It's all subjective to your own personal preference. I have handled a galaxy tab, and didn't care for the size. I appreciate the larger iPad screen. I have my iPhone for a smaller screen. 

Some will agree, others will disagree. To each their own.


----------



## groovetube (Jan 2, 2003)

Oh I fully agree, though I find many apple fans scoff at the idea that anyone could possibly prefer the 7" size cause Steve jobs said so or something. Clearly lots of people like the iPads size, and it so far the tab too. Choice is good, it's too bad apple doesn't have the smaller size.


----------



## digitddog (Jul 5, 2006)

For me, the issue is pocket-ability. A 7" iPad won't fit in my pocket any better than a 9" iPad. In either case, I'll need a separate bag or case, so I'd go with a 9" device. 

Here's interesting article on why Apple won't go with a 7" iPad. It all has to do with economies of scale. Here's Why Apple Shouldn't -- And Won't -- Make A 7" iPad


----------



## Atroz (Aug 7, 2005)

Joker Eh said:


> Also being a iPhone 4 owner since the 3G, I can tell you I am frustrated with the iOS on the iPad. Why is the AppStore interface so different apps are not broken down into the sub categories like they are on the iPhone. Why can I not delete a photo on the iPad?


I never noticed the sub category thing. I don't tend to buy much on my iOS device though. I either do it based on a link from another program (e.g. AppAdvise) or buy on my computer. You can delete photos on the iPad, you can even delete multiple photos at once. 



> The other pet peeve is against iOS developers and what Apple has allowed them to do.
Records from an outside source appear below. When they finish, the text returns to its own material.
PR #319, opened 2019-09-05
Add `build_request` for `Client`

### LINKED ISSUE #174: Create a Client.build_request() method

dobrovolsky:
Using a Client instance to make build requests
```python
>>> client = httpx.Client()
>>> r = client.build_request("GET", "https://example.com")
>>> r
<AsyncRequest('GET', 'https://example.com')>
>>> client.send(r)
<Response [200 OK]>
```
And async client
```python
>>> import httpx
>>> client = httpx.AsyncClient()
>>> r = client.build_request("GET", "https://example.com")
>>> r
<AsyncRequest('GET', 'https://example.com')>
>>> client.send(r)
<coroutine object AsyncClient.send at 0x7fbc588f7560>
```

Closes #174

### DIFF
--- a/docs/advanced.md
+++ b/docs/advanced.md
@@ -63,8 +63,7 @@ Using a Client instance to make build requests
 ```python
 >>> client = httpx.Client()
 >>> r = client.build_request("GET", "https://example.com")
->>> r
-<AsyncRequest('GET', 'https://example.com')>
+>>> req.url.full_path = "*"
 >>> client.send(r)
 <Response [200 OK]>
 ```
--- a/docs/advanced.md
+++ b/docs/advanced.md
@@ -68,16 +68,6 @@ Using a Client instance to make build requests
 >>> client.send(r)
 <Response [200 OK]>
 ```
-And async client
-```python
->>> import httpx
->>> client = httpx.AsyncClient()
->>> r = client.build_request("GET", "https://example.com")
->>> r
-<AsyncRequest('GET', 'https://example.com')>
->>> client.send(r)
-<coroutine object AsyncClient.send at 0x7fbc588f7560>
-```
 
 ## .netrc Support
 
--- a/docs/advanced.md
+++ b/docs/advanced.md
@@ -59,11 +59,13 @@ client = httpx.Client(dispatch=dispatch)
 
 ## Build Request
 
-Using a Client instance to make build requests
+You can use `Client.build_request()` to build a request and
+make modifications before sending the request.
+
 ```python
 >>> client = httpx.Client()
->>> r = client.build_request("GET", "https://example.com")
->>> req.url.full_path = "*"
+>>> r = client.build_request("OPTIONS", "https://example.com")
+>>> req.url.full_path = "*"  # Build an 'OPTIONS *' request for CORS
 >>> client.send(r)
 <Response [200 OK]>
 ```
--- a/docs/advanced.md
+++ b/docs/advanced.md
@@ -57,6 +57,28 @@ dispatch = httpx.WSGIDispatch(app=app, remote_addr="1.2.3.4")
 client = httpx.Client(dispatch=dispatch)
 ```
 
+## Build Request
+
+Using a Client instance to make build requests
+```python
+>>> client = httpx.Client()
+>>> r = client.build_request("GET", "https://example.com")
+>>> r
+<AsyncRequest('GET', 'https://example.com')>
+>>> client.send(r)
+<Response [200 OK]>
+```
+And async client
+```python
+>>> import httpx
+>>> client = httpx.AsyncClient()
+>>> r = client.build_request("GET", "https://example.com")
+>>> r
+<AsyncRequest('GET', 'https://example.com')>
+>>> client.send(r)
+<coroutine object AsyncClient.send at 0x7fbc588f7560>
+```
+
 ## .netrc Support
 
 HTTPX supports .netrc file. In `trust_env=True` cases, if auth parameter is
--- a/docs/advanced.md
+++ b/docs/advanced.md
@@ -64,7 +64,7 @@ make modifications before sending the request.
 
 ```python
 >>> client = httpx.Client()
->>> r = client.build_request("OPTIONS", "https://example.com")
+>>> req = client.build_request("OPTIONS", "https://example.com")
 >>> req.url.full_path = "*"  # Build an 'OPTIONS *' request for CORS
 >>> client.send(r)
 <Response [200 OK]>
--- a/docs/api.md
+++ b/docs/api.md
@@ -42,30 +42,6 @@
 * `def .build_request(method, url, [data], [files], [json], [params], [headers], [cookies])`
 * `def .close()`
 
-## `AsyncClient`
-
-*An HTTP client, with connection pooling, HTTP/2, redirects, cookie persistence, etc.*
-
-```python
->>> client = httpx.AsyncClient()
->>> response = client.get('https://example.org')
-```
-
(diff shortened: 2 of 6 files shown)


httpx/client.py
```diff
@@ -237,6 +237,33 @@ def _get_auth_middleware(
 
         return None
 
+    def build_request(
```
cansarigol: is `build_request` func's position correct in BaseClient ?

cansarigol: I asked to understand if BaseClient is an abstract class for all custom client classes. so far it is used to narrow `Client` and `AsyncClient` code down.

docs/advanced.md
```diff
@@ -57,6 +57,28 @@ dispatch = httpx.WSGIDispatch(app=app, remote_addr="1.2.3.4")
 client = httpx.Client(dispatch=dispatch)
 ```
 
+## Build Request
+
+Using a Client instance to make build requests
```
sethmlarson: We should probably show the use-case here such as being able to modify the request in ways you usually can't with our standard interface. An example of this is making an `OPTIONS *` request for CORS:

```python
client = httpx.Client()
req = client.build_request("OPTIONS", "https://example.com")
req.url.full_path = "*"
resp = client.send(req)
```

(I don't think you can *currently* do this but you'll be able to for sure after my proxy PR lands)

docs/advanced.md
```diff
@@ -57,6 +57,28 @@ dispatch = httpx.WSGIDispatch(app=app, remote_addr="1.2.3.4")
...
+```python
+>>> client = httpx.Client()
+>>> r = client.build_request("GET", "https://example.com")
+>>> r
+<AsyncRequest('GET', 'https://example.com')>
+>>> client.send(r)
+<Response [200 OK]>
+```
+And async client
```
sethmlarson: Let's not have a duplicate demonstration for the AsyncClient, client and async client have the same interface, only show where they differ.

httpx/client.py
```diff
@@ -153,7 +153,7 @@ def merge_headers(
             return merged_headers
         return headers
 
-    async def send(
+    async def _send(
```
sethmlarson: I'm not sure I understand the reasoning of this change, can we not keep the `send()` methods the same as they were previously?

tests/client/test_async_client.py
```diff
@@ -14,6 +14,18 @@
     assert repr(response) == "<Response [200 OK]>"
 
 
+async def test_build_request(server, backend):
+    url = server.url
+    async with httpx.AsyncClient(backend=backend) as client:
+        request = client.build_request("GET", url)
+        response = await client.send(request)
```
sethmlarson: Should probably modify the request in some way before sending it and then verify the request is modified in the result.

tests/client/test_client.py
```diff
@@ -19,6 +19,23 @@ def test_get(server):
     assert repr(response) == "<Response [200 OK]>"
 
 
+def test_build_request(server):
+    url = server.url
+    with httpx.Client() as http:
+        request = http.build_request("GET", url)
```
sethmlarson: Same as above review comment.

httpx/client.py
dobrovolsky: I think so
`Client` and `AsyncClient` build Request in same way

httpx/client.py
dobrovolsky: we need some internal method for sending request
also we need different method with different signature 
`send() -> Response` and `send() -> AsyncResponse`

tests/client/test_async_client.py
dobrovolsky: do you have any suggestion for testing?

docs/advanced.md
dobrovolsky: In your example we can't change `full_path`  because it's an attribute
Do you have any suggestions?

sethmlarson: You can't change it now but once another PR is merged you will be able to.
You shouldn't create a test case with it, but you can add it to documentation. :)

httpx/client.py
sethmlarson: You're right! I take back this comment, although this method might need a better name?

tests/client/test_async_client.py
sethmlarson: Maybe adding a header, just something that wouldn't be done by default.

florimondmanca:
I think it's a shame that `.send()` and `.dispatch` are already taken on the client, to be honest. In terms of public API, `response = client.send(request)` is what makes most sense even from a Requests compatibility point of view.

I'm thinking we could very well define a synchronous `def .send()` on `Client` that calls the asynchronous `super().send` coroutine, no?

Mypy would complain, but maybe that's what I would expect as a user: `Client` has a sync `.send()`, while `AsyncClient` has an `async .send()`.

See:

```python
    request = client.build_request("GET", "https://example.com")
    response = await client.send(request)

    request = client.build_request("GET", "https://example.com")
```

That way we don't have to throw away the existing `.send()` verb that's used throughout the client, dispatchers and connections.

(Also it's actually the interface we already advertise in the [Developer Interface](https://www.encode.io/httpx/api/#client), but currently `.send()` is always async. Which means the docs are currently wrong, actually.)

Thoughts?

tests/conftest.py
```diff
@@ -111,6 +113,25 @@ def backend(request):
     await send({"type": "http.response.body", "body": body})
 
 
+async def echo_headers(scope, receive, send):
+    body: bytes = b""
+
+    more_body = scope.get("headers", [])
+    for h in more_body:
```
florimondmanca: Can we rephrase this to…?

```python
    for name, value in scope.get("headers", []):
```

docs/api.md
```diff
@@ -38,6 +39,7 @@
 * `def .delete(url, [data], [json], [params], [headers], [cookies], [auth], [stream], [allow_redirects], [verify], [cert], [timeout])`
 * `def .request(method, url, [data], [params], [headers], [cookies], [auth], [stream], [allow_redirects], [verify], [cert], [timeout])`
 * `def .send(request, [stream], [allow_redirects], [verify], [cert], [timeout])`
+* `def .build_request(method, url, [data], [files], [json], [params], [headers], [cookies])`
```
florimondmanca: For consistency, let's move this to below `.request()` and above `.send()`?

tests/conftest.py
```diff
@@ -111,6 +113,23 @@ def backend(request):
     await send({"type": "http.response.body", "body": body})
 
 
+async def echo_headers(scope, receive, send):
+    body: bytes = b""
+
+    for name, value in scope.get("headers", []):
+        value = f"{name.capitalize().decode()}: {value.decode()}\n"
+        body += value.encode()
```
yeraydiazdiaz: Nit: Maybe it'd be more ergonomic to return the headers as a JSON object? I think it would make the assertions more readable.

dobrovolsky: Nice hint, thanks

tests/client/test_client.py
```diff
@@ -19,6 +19,24 @@ def test_get(server):
...
+
+    with httpx.Client() as http:
+        request = http.build_request("GET", url)
+        request.headers.update(headers)
+        response = http.send(request)
+
+    assert response.status_code == 200
+    assert response.url == url
+
+    response_data = response.json()
```
sethmlarson: Since we're only asserting one value we can simplify our asserts like this: `assert response.json()["custom-header"] == "value"`

sethmlarson:
Thanks @dobrovolsky! :clap:

PR #321, opened 2019-09-05
Setting HOST header to url.authority.encode('ascii') in redirect middleware

### LINKED ISSUE #318: Away-from-origin redirects should add a new host header
Prompted by #310

Away-from-origin redirects currently remove the `Host` header, without adding a new one.
I think we ought to be using `headers['Host'] = url.authority.encode("ascii")` instead of simply deleting the header.

gdhameeja:
NOTE:
__setitem__ in class Headers already encodes with its encoding attribute
Added check to skip encoding the value if it is already bytes.

Closes #318

### DIFF
--- a/httpx/middleware.py
+++ b/httpx/middleware.py
@@ -148,7 +148,7 @@ class RedirectMiddleware(BaseMiddleware):
             # Strip Authorization headers when responses are redirected away from
             # the origin.
             del headers["Authorization"]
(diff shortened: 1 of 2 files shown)


gdhameeja:
#318

sethmlarson:
FYI @gdhameeja I edited your original pull request to add `Closes #318` so that once we merge this PR the corresponding issue will be closed as well :)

So lets take the simple game of Scrabble. I buy it on my iPhone she buys it on her iPad and yet we can not play against each other because they are different apps, she would have to buy the iphone version which looks like crap just so we can play against each other? Stupid. The other game I tried to use Game Center was Fruit Ninja, nope the same thing. That is frustrating and annoying.


Others have pointed out that Scrabble actually works even better than what you are looking for. Fruit Ninja is a tough one. I was complaining about this to a friend today and he pointed out that it wouldn't be fair. The mechanics of play are a little different because of the screen size. 



> And why not allow the iPhone and iPad to pair with each other via bluetooth and transfer photos and videos?


That would be nice.


----------



## groovetube (Jan 2, 2003)

digitddog said:


> For me, the issue is pocket-ability. A 7" iPad won't fit in my pocket any better than a 9" iPad. In either case, I'll need a separate bag or case, so I'd go with a 9" device.
> 
> Here's interesting article on why Apple won't go with a 7" iPad. It all has to do with economies of scale. Here's Why Apple Shouldn't -- And Won't -- Make A 7" iPad


economies of scale.

hmmm. Makes absolutely no difference to me when I choose a device whatsoever.


----------



## screature (May 14, 2007)

digitddog said:


> Here's interesting article on why Apple won't go with a 7" iPad. It all has to do with economies of scale. Here's Why Apple Shouldn't -- And Won't -- Make A 7" iPad


Good article and makes perfect sense from a business perspective for Apple. It is in some ways a similar situation as to why Apple doesn't make a MP Mini tower...


----------



## Macified (Sep 18, 2003)

Joker Eh said:


> And why not allow the iPhone and iPad to pair with each other via bluetooth and transfer photos and videos?


they can with third party apps. Better over wifi though.


----------



## Joker Eh (Jan 22, 2008)

Atroz said:


> You can delete photos on the iPad, you can even delete multiple photos at once.


I don't know how because I tried multiple times, the delete button would never become enabled no matter what i did.


----------



## Atroz (Aug 7, 2005)

Joker Eh said:


> I don't know how because I tried multiple times, the delete button would never become enabled no matter what i did.


Touch one photo and then the trash. For multiple it is a little odd. You need to go in to the arrow icon that says to send pictures, but there you can multiselect for sending, but also to delete.


----------



## Joker Eh (Jan 22, 2008)

Atroz said:


> Touch one photo and then the trash. For multiple it is a little odd. You need to go in to the arrow icon that says to send pictures, but there you can multiselect for sending, but also to delete.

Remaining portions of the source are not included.